DUETS: A Dataset of Reproducible Pairs of Java Library-Clients

DUETS, is a dataset of software libraries and their clients. This dataset can be exploited to gain many different insights, such as API usage, usage inputs, or novel observations about the test suites of clients and libraries. DUETS is meant to support both static and dynamic analysis. This means that the libraries and the clients compile correctly, they are executable and their test suites pass. The dataset is composed of open-source projects that have more than five stars on GitHub. The final dataset contains 395 libraries and 2,874 clients. Additionally, we provide the raw data that we use to create this dataset, such as 34,560 pom.xml files or the complete file list from 34,560 projects. This dataset can be used to study how libraries are used by their clients or as a list of software projects that successfully build. The client’s test suite can be used as an additional verification step for code transformation techniques that modify the libraries.

Maven central dependency graph

The Maven dependency graph is an open dataset of Maven Central artifacts, their dependencies, as well as other relationships. Its main intent is to domesticate the wild within and around the Maven central ecosystem, in particular, and JVM-based libraries at large, making it more harnessable to both academics and industry. It is intended to answer high-level research questions concerning artifacts releases, evolution, and usage trends over time. It can also be used to assist researchers in selecting relevant datasets, among the mass of existing software artifact, for assessing particular empirical software engineering challenges. The complexity of these questions can range from simple pattern matching to advanced big data analysis and machine learning techniques.

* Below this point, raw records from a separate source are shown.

PR #34947, opened 2026-05-12
internal/memlimit: respect cgroup memory cap

s1na:
Currently geth ignores the docker `--memory` directive and doesn't adjust its cache size downward when necessary, potentially running into OOM.

while gopsutil has functions like `docker/CgroupMem()` they are rather for reading cgroup memory limit of a container from the host.

### DIFF
--- a/internal/memlimit/probe.go
+++ b/internal/memlimit/probe.go
@@ -1,0 +1,54 @@
+// Copyright 2026 The go-ethereum Authors
+// This file is part of the go-ethereum library.
+//
+// The go-ethereum library is free software: you can redistribute it and/or modify
+// it under the terms of the GNU Lesser General Public License as published by
+// the Free Software Foundation, either version 3 of the License, or
+// (at your option) any later version.
+//
+// The go-ethereum library is distributed in the hope that it will be useful,
+// but WITHOUT ANY WARRANTY; without even the implied warranty of
+// MERCHANTABILITY or FITNESS FOR A PARTICULAR PURPOSE. See the
+// GNU Lesser General Public License for more details.
+//
+// You should have received a copy of the GNU Lesser General Public License
+// along with the go-ethereum library. If not, see <http://www.gnu.org/licenses/>.
+
+// Package memlimit detects the effective memory limit visible to the
+// current process.
+//
+// On Linux, /proc/meminfo always reports the host's RAM, even inside
+// a container, so it cannot be used as a budget on its own. Limit
+// consults the kernel-enforced cgroup limit first (v2 memory.max or
+// v1 memory.limit_in_bytes), walking parent cgroups if a leaf node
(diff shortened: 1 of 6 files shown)


internal/memlimit/probe_linux.go
```diff
@@ -0,0 +1,177 @@
...
+
+// fileReader reads the contents of a path. Injected for testing; the
+// production reader is os.ReadFile.
+type fileReader func(path string) ([]byte, error)
+
+func platformLimit() (uint64, Source, bool) {
+	return detectLinuxLimit(os.ReadFile)
+}
+
+func detectLinuxLimit(read fileReader) (uint64, Source, bool) {
```
gballet:
```suggestion
```

internal/memlimit/probe_other.go
```diff
@@ -0,0 +1,28 @@
...
+
+//go:build !linux
+
+package memlimit
+
+// platformLimit on non-Linux returns ok=false; the caller falls back
+// to total system memory. macOS has no equivalent kernel feature, and
+// Windows job objects are not yet probed here. Docker Desktop on macOS
+// and Windows runs containers inside a Linux VM, where the cgroup path
+// in probe_linux.go applies as usual.
```
gballet: One line description is enough. I don't need a kernel manual.

gballet (commented):
Made a few comments. As discussed live: either we test the build for older Ubuntu versions, or we just drop cgroups v1.

internal/memlimit/probe.go
```diff
@@ -0,0 +1,48 @@
...
+// GNU Lesser General Public License for more details.
+//
+// You should have received a copy of the GNU Lesser General Public License
+// along with the go-ethereum library. If not, see <http://www.gnu.org/licenses/>.
+
+// Package memlimit detects the effective memory limit of the current
+// process. On Linux it consults the cgroup limit first (v2 memory.max
+// or v1 memory.limit_in_bytes), since /proc/meminfo reports host RAM
+// even inside a container. When no cgroup limit is in effect, or on
+// other platforms, it falls back to total system memory.
```
gballet: this belong in the linux package, not here.

internal/memlimit/probe.go
```diff
@@ -0,0 +1,48 @@
...
+import (
+	gopsutil "github.com/shirou/gopsutil/mem"
+)
+
+// Source identifies which mechanism produced the limit value.
+type Source string
+
+const (
+	SourceCgroupV2 Source = "cgroup-v2"
+	SourceCgroupV1 Source = "cgroup-v1"
```
gballet: this belongs in the linux package since it's not used anywhere else. Or make it an enum if you want to keep everything here for later usage.

gballet (approved):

The accompanying paper to this dataset is has been accepted for publication in the proceedings of the International Conference on Mining Software Repositories 2019 and has received the MSR 2019 Data Showcase Award. This paper is available for download on arXiv.

  • Location: Zenodo
  • Content: 2.4M Maven artefacts metadata.

New use cases for Sosiefication

In the context of the DIVERSIFY project, we investigate the automatic generation of diverse program variants that are all functionally similar. This work is based on Tailored Source Code Transformations to Synthesize Computationally Diverse Program Variants.
In our most recent work on Automatic Software Diversity in the Light of Test Suites, we have performed experiments with source code and test suites of 6 popular Java libraries

  • Java
  • Location: Github
  • Content: 6 large Java programs with high quality JUnit test suites.

Software monoculture in WordPress and JavaScript

In the context of the DIVERSIFY project, we have collected a large quantity of data about WordPress plugins and JavaScript libraries and show that, despite the huge diversity of available software, websties currently use only a small set of plugins or library, creating a monoculture in web applications.
Check data

Java sources and test suites for Sosiefication

  • Java
  • Location:
  • Content: 9 large Java programs with high quality JUnit test suites.
  • Source: We have chosen projects that are widely used (such as JUnit) and which target good quality through extensive testing (such as apache.common library) .

Download data

We have used this data set to synthesize sosie programs. We have synthesized thousands of sosies and 100 sosies of JUnit are avaible here. The whole results and methodology are published in our paper Tailored Source Code Transformations to Synthesize Computationally Diverse Program Variants that has been presented at ISSTA’14

Java sources with high usage diversity

  • Java
  • Location:
  • Content: 3 418 Jar files, which include 382 774 different types (classes or interfaces).
  • Source: We have collected all Jar files present on a machine used for performing software mining experiments for 7 years.

Download data

We have used this data set for our analysis of API usage diversity is available. The results are published in our paper “Empirical Evidence of Large-Scale Diversity in API Usage of Object-Oriented Software” (Diego Mendez, Benoit Baudry, Martin Monperrus) that has been presented at the SCAM’13 conference.

Metamodels and well-formedness rules

  • Ecore, OCL
  • Location: REMODD model repository
  • Content:
    • 14 metamodels. Five of these metamodels include between 3 and 13 packages, each of which can be considered as an independent metamodel.
    • 1262 well-formedness rules
  • Source: We have collected this data set from the OMG, our industrial partners and an open call to the community (through the planetmde mailing list). The original data was in various formats, but we have made homogeneous (only Ecore and OCL) in this data set.

Download data

We have used this data set to analyze the interactions between two formalisms (Ecore and OCL) for metamodeling. The results are available in a technical report: Ten years of Meta-Object Facility: an Analysis of Metamodeling Practices (Juan Cadavid, Benoit Combemale, Benoit Baudry).